■ **WHAT IS REQUIRED**
Go through the data below and return each line where the string "will" appears.

■ **AVAILABLE DATA**

PR #119, opened 2020-06-09
fix: Due read after write consistency in S3 missingLayers called the …

oranmoshai:
…actual object that created cache 403 response

This change creating index file for each object so missingLayers will not hit object that not exist.

### DIFF
--- a/cache/s3.go
+++ b/cache/s3.go
@@ -129,7 +129,7 @@ func (c S3Cache) MissingBlobs(artifactID string, blobIDs []string) (bool, []stri
 		}
 		blobInfo, err := c.GetBlob(blobID)
 		if err != nil {
-			return true, missingBlobIDs, xerrors.Errorf("failed to get blob from the cache: %w", err)
+			return true, missingBlobIDs, xerrors.Errorf("the blob object (%s) doesn't exist in S3 even though the index file exists: %w", blobID, err)
 		}
 		if blobInfo.SchemaVersion != types.BlobJSONSchemaVersion {
 			missingBlobIDs = append(missingBlobIDs, blobID)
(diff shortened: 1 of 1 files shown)


cache/s3.go
```diff
@@ -109,34 +106,48 @@ func (c S3Cache) GetArtifact(artifactID string) (types.ArtifactInfo, error) {
...
-		blobInfo, err := c.GetBlob(blobID)
+		err := c.getIndex(blobID, blobBucket)
 		if err != nil {
 			// error means cache missed blob info
 			missingBlobIDs = append(missingBlobIDs, blobID)
 			continue
 		}
+		blobInfo, err := c.GetBlob(blobID)
+		if err != nil {
+			return true, missingBlobIDs, xerrors.Errorf("failed to get blob from the cache: %w", err)
```
knqyf263, line 132: You want to return an error instead of `continue` because this should never happen, right?

```suggestion
			return true, missingBlobIDs, xerrors.Errorf("the blob object (%s) doesn't exist in S3 even though the index file exists: %w", blobID, err)
```

cache/s3.go
```diff
@@ -109,34 +106,48 @@ func (c S3Cache) GetArtifact(artifactID string) (types.ArtifactInfo, error) {
...
-	artifactInfo, err := c.GetArtifact(artifactID)
+	err := c.getIndex(artifactID, artifactBucket)
+	// error means cache missed artifact info
 	if err != nil {
-		// error means cache missed artifact info
 		return true, missingBlobIDs, nil
 	}
+	artifactInfo, err := c.GetArtifact(artifactID)
+	if err != nil {
+		return true, missingBlobIDs, xerrors.Errorf("failed to get artifact from the cache: %w", err)
```
knqyf263, line 146:
```suggestion
		return true, missingBlobIDs, xerrors.Errorf("the artifact object (%s) doesn't exist in S3 even though the index file exists: %w", artifactID, err)
```

PR #128, opened 2020-07-18
Added skip_dir in image artifacts scan

rahul2393:
[issue](https://github.com/aquasecurity/trivy/issues/244)


artifact/image/image.go
```diff
@@ -19,14 +19,16 @@ import (
...
 type Artifact struct {
-	image image.Image
-	cache cache.ArtifactCache
+	image           image.Image
+	cache           cache.ArtifactCache
+	skipDirectories []string
 }
 
-func NewArtifact(img image.Image, c cache.ArtifactCache) artifact.Artifact {
+func NewArtifact(img image.Image, c cache.ArtifactCache, skipDirectories ...string) artifact.Artifact {
```
knqyf263, line 27:
```suggestion
func NewArtifact(img image.Image, c cache.ArtifactCache, skipDirectories []string) artifact.Artifact {
```

This parameter will be passed from a CLI option in Trivy. In that case,  `skipDirectories` should be already []string. I think we don't have to use a variadic function.

walker/tar.go
```diff
@@ -16,7 +16,7 @@ const (
 	wh  string = ".wh."
 )
 
-func WalkLayerTar(layer io.Reader, analyzeFn WalkFunc) ([]string, []string, error) {
+func WalkLayerTar(layer io.Reader, analyzeFn WalkFunc, skipDirectories ...string) ([]string, []string, error) {
```
knqyf263, line 19: nit: just my preference, but I prefer a function to be at the end for readability.
```suggestion
func WalkLayerTar(layer io.Reader, skipDirectories []string, analyzeFn WalkFunc) ([]string, []string, error) {
```

walker/walk.go
```diff
@@ -26,6 +26,11 @@ func isIgnored(filePath string) bool {
 		if utils.StringInSlice(path, ignoreDirs) {
 			return true
 		}
+		if skipDirectories != nil {
+			if utils.StringInSlice(path, skipDirectories) {
+				return true
+			}
+		}
```
knqyf263, line 33: Even if `skipDirectories` is nil, `StringInSlice` just returns false.
https://play.golang.org/p/ujs5JjC8Vul

So, it looks like we don't need the nil check.

```suggestion
		if utils.StringInSlice(path, skipDirectories) {
				return true
		}
```

artifact/image/image.go
```diff
@@ -19,14 +19,16 @@ import (
 )
 
 type Artifact struct {
-	image image.Image
-	cache cache.ArtifactCache
+	image           image.Image
+	cache           cache.ArtifactCache
+	skipDirectories []string
```
knqyf263, line 24: I considered it again and now I feel `skipDirectories` is more `Inspect` stuff. What if we pass it as the argument of `Inspect`? We'll likely have more options for `Inspect`, so it might be better to provide `InspectOption`.
However, I haven't looked into what change we need. Let me know if we need any bigger change than the current implementation.

walker/walk_test.go
```diff
@@ -10,18 +10,22 @@ import (
...
-		assert.True(t, isIgnored(fp))
+		assert.True(t, isIgnored(fp, nil))
 	}
 
 	for _, fp := range []string{"foo", "foo/bar"} {
-		assert.False(t, isIgnored(fp))
+		assert.False(t, isIgnored(fp, nil))
+	}
+
+	for _, fp := range []string{"foo", "foo/bar"} {
```
knqyf263, line 28: How about `/foo/bar`? This value is passed from the CLI option. I think a user usually adds the prefix `/`, but we can't predict it. We should be able to handle both.

PR #129, opened 2020-08-12
Revert "Added skip_dir in image artifacts scan"

knqyf263:
Reverts aquasecurity/fanal#128 in favor of https://github.com/aquasecurity/trivy/pull/595

This implementation is affected by the cache. For example,

```
$ go build -o fanal cmd/fanal/main.go 
$ ./fanal image fluent/fluentd:edge
fluent/fluentd:edge
&{Family:alpine Name:3.9.6}
via image Packages: 31
bundler (usr/lib/ruby/gems/2.5.0/gems/async-http-0.50.7/examples/fetch/Gemfile.lock): 26
bundler (usr/lib/ruby/gems/2.5.0/gems/http_parser.rb-0.6.0/Gemfile.lock): 14
$ ./fanal --skip-directories "/usr/lib/ruby/gems" image fluent/fluentd:edge
fluent/fluentd:edge
&{Family:alpine Name:3.9.6}
via image Packages: 31
bundler (usr/lib/ruby/gems/2.5.0/gems/async-http-0.50.7/examples/fetch/Gemfile.lock): 26
bundler (usr/lib/ruby/gems/2.5.0/gems/http_parser.rb-0.6.0/Gemfile.lock): 14
```

The command with `--skip-directories` should not display lock files, but it does due to the cache.

Also, it affects the cache.

```
$ ./fanal -clear image
$ ./fanal --skip-directories "/usr/lib/ruby/gems" image fluent/fluentd:edge
fluent/fluentd:edge
&{Family:alpine Name:3.9.6}
via image Packages: 31
$ ./fanal image fluent/fluentd:edge
fluent/fluentd:edge
&{Family:alpine Name:3.9.6}
via image Packages: 31
```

■ **ANSWER TO THE PROBLEM**
This change creating index file for each object so missingLayers will not hit object that not exist.
This parameter will be passed from a CLI option in Trivy. In that case,  `skipDirectories` should be already []string. I think we don't have to use a variadic function.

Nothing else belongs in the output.